Exercise goal
Report each line of the data that includes the word "jmaspons".

Start of Records shown

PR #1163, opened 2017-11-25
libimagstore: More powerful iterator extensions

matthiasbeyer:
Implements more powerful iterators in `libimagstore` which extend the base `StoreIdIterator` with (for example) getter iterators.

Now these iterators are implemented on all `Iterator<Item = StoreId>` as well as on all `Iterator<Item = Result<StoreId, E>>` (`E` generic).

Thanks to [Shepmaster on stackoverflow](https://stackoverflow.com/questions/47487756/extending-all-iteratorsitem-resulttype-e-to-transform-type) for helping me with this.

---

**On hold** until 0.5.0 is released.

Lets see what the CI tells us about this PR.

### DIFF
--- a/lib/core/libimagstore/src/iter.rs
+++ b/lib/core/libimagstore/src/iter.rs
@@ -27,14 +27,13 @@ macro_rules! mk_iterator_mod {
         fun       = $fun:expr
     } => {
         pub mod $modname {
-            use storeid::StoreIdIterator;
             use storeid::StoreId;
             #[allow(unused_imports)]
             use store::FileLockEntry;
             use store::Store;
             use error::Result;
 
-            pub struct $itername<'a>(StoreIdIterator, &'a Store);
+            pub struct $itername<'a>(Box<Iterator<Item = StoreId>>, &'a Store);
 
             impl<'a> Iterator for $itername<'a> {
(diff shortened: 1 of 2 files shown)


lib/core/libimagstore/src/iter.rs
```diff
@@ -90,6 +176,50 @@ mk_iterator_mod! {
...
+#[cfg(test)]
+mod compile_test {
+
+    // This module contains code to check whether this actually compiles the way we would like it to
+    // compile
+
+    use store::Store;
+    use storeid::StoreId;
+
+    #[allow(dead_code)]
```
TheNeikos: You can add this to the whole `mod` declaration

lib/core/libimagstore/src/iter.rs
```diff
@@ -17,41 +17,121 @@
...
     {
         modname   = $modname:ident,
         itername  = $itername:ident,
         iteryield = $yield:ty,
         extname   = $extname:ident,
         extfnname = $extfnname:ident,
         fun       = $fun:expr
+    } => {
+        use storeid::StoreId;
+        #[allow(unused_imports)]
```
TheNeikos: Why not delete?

End of Records shown
Start of Records shown

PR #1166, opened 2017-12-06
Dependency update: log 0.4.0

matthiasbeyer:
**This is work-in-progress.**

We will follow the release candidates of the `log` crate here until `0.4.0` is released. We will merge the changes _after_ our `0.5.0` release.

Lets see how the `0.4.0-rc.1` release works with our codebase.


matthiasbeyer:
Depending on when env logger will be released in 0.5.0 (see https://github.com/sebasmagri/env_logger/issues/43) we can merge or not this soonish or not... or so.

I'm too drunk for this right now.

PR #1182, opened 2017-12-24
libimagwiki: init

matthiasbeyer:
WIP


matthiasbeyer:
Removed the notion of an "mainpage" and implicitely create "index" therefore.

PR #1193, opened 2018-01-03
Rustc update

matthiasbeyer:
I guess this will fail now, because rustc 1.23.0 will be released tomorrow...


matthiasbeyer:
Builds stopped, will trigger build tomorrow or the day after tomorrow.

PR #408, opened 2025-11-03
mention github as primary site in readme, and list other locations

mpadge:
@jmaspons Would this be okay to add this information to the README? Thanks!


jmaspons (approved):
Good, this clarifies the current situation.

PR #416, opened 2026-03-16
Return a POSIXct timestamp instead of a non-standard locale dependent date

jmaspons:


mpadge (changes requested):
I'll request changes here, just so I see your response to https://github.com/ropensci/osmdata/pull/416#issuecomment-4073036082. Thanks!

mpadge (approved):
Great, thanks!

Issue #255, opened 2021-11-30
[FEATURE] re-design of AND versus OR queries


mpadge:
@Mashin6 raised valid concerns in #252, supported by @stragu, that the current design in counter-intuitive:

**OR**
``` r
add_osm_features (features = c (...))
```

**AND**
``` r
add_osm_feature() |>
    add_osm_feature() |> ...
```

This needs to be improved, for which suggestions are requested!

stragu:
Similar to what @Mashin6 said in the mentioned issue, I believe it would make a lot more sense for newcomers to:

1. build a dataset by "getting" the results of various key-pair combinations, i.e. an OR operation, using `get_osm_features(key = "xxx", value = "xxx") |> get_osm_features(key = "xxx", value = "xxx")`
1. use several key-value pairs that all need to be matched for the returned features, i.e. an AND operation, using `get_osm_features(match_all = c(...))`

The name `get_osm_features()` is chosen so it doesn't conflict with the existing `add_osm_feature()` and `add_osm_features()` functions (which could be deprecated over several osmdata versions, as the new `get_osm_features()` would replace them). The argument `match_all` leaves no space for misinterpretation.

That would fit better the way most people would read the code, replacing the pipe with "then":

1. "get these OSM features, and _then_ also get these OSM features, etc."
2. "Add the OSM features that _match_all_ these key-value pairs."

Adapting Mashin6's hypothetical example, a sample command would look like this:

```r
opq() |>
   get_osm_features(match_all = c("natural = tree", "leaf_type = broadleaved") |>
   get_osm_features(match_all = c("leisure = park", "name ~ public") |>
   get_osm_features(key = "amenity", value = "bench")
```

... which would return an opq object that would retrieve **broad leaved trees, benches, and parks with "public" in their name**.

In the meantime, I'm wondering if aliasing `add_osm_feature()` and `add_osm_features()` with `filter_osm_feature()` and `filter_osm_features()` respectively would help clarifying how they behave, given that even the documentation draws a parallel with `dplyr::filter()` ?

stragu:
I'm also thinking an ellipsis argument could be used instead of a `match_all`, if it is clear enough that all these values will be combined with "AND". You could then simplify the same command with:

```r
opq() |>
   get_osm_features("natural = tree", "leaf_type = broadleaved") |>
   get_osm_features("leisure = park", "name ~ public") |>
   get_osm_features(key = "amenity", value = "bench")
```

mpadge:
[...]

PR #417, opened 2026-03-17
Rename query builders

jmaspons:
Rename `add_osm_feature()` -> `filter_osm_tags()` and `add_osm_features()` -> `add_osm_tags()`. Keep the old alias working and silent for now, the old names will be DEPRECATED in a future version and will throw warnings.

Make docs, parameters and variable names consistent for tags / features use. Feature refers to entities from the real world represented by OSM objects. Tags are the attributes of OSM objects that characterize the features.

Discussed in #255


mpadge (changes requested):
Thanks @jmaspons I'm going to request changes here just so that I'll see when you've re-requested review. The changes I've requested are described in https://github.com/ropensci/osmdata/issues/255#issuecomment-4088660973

End of Records shown

Exercise result
@jmaspons Would this be okay to add this information to the README? Thanks!
jmaspons (approved):
jmaspons:
jmaspons:
Thanks @jmaspons I'm going to request changes here just so that I'll see when you've re-requested review. The changes I've requested are described in https://github.com/ropensci/osmdata/issues/255#issuecomment-4088660973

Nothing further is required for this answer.